— What is required —
Select from the data all lines with the word "doesn".

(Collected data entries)
======

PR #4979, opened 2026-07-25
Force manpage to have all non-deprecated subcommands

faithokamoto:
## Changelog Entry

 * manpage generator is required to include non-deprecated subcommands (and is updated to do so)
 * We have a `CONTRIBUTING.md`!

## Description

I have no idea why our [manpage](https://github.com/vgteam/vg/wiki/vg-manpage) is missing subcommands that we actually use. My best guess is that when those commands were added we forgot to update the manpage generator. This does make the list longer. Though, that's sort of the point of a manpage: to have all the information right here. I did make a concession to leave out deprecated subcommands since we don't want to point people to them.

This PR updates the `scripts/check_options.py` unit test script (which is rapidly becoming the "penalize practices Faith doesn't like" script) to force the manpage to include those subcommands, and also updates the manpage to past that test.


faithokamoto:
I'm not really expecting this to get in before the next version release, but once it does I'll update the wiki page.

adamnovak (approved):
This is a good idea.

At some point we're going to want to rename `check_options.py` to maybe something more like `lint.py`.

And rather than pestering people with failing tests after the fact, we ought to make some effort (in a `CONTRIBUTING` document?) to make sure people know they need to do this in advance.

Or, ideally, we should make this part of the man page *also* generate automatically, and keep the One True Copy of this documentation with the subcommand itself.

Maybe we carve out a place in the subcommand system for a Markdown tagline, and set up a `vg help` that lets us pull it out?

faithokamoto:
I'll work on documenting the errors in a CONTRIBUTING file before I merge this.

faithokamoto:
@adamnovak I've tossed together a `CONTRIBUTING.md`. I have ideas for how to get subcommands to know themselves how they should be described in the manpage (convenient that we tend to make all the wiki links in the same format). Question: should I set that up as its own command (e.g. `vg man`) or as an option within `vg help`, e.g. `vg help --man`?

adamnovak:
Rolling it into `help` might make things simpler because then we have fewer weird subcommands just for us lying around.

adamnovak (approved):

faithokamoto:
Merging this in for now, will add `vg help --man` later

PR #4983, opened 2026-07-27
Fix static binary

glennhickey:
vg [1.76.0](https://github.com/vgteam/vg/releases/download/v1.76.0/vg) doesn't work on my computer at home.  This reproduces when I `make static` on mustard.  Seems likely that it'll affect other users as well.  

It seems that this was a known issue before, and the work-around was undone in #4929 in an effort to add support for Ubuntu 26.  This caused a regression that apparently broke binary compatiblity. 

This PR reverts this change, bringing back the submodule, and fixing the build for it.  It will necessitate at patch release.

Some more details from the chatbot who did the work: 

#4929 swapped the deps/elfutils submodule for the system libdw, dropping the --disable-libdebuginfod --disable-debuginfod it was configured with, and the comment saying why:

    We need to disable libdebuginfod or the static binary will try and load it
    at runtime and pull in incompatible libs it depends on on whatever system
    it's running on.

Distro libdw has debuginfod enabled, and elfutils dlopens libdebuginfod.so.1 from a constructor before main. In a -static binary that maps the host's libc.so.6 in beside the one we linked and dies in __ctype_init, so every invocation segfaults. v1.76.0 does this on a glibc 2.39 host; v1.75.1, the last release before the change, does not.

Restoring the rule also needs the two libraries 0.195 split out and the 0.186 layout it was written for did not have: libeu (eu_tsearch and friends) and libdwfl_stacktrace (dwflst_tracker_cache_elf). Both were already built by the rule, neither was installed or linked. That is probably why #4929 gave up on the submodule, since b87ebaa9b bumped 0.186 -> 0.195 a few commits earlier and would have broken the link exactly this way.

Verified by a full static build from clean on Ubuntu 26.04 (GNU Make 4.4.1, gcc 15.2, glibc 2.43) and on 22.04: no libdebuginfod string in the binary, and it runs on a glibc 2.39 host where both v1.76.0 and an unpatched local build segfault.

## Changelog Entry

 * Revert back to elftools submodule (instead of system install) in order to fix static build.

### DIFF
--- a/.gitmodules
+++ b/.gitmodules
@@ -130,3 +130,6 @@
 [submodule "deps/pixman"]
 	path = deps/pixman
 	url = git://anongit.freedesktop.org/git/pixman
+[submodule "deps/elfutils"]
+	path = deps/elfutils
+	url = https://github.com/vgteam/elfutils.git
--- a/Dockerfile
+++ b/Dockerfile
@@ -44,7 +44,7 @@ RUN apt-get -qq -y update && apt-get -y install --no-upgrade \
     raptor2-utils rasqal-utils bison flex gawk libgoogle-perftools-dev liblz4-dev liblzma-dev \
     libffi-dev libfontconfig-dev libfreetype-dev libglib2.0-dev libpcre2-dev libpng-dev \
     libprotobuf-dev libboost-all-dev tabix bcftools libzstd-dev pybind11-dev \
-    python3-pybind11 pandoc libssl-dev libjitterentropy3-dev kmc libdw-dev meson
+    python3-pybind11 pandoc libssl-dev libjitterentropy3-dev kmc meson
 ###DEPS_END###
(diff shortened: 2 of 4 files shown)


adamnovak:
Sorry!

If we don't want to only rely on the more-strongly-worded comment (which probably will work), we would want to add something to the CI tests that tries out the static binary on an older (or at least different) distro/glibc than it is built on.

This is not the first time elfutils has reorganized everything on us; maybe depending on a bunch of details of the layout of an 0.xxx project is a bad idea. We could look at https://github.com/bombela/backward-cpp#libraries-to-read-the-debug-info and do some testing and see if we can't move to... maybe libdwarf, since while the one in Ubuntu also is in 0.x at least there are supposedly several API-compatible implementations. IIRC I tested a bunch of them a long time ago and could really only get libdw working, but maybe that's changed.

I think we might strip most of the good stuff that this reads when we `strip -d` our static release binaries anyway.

======

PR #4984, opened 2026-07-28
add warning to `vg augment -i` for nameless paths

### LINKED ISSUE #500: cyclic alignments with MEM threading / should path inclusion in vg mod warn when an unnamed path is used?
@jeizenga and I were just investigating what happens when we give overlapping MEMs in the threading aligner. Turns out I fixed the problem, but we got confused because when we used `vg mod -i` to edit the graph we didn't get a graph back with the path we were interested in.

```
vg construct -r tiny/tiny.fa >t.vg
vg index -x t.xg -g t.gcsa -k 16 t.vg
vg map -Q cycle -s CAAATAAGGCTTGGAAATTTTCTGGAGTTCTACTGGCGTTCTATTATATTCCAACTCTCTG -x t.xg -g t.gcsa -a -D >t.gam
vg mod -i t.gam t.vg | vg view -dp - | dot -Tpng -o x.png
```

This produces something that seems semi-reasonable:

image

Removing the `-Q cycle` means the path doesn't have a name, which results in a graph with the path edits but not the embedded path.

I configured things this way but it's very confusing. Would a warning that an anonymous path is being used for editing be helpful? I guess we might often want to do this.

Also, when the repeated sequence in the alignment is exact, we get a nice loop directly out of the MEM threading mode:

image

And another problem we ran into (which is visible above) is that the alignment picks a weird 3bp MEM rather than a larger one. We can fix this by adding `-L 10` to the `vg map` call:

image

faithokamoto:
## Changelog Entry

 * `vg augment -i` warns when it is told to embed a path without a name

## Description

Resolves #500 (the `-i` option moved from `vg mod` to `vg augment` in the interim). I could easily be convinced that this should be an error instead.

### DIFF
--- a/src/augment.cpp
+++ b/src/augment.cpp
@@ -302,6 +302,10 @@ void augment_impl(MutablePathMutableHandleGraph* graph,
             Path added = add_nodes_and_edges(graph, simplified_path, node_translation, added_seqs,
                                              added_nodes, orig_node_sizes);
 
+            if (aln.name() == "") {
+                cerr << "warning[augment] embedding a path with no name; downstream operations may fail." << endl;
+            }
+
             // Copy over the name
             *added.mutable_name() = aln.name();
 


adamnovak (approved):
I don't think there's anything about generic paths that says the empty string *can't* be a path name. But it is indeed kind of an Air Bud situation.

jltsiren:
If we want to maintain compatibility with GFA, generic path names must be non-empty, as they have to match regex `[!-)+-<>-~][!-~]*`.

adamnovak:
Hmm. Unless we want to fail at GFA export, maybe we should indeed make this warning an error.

======

— Output below —
This PR updates the `scripts/check_options.py` unit test script (which is rapidly becoming the "penalize practices Faith doesn't like" script) to force the manpage to include those subcommands, and also updates the manpage to past that test.
vg [1.76.0](https://github.com/vgteam/vg/releases/download/v1.76.0/vg) doesn't work on my computer at home.  This reproduces when I `make static` on mustard.  Seems likely that it'll affect other users as well.  
Removing the `-Q cycle` means the path doesn't have a name, which results in a graph with the path edits but not the embedded path.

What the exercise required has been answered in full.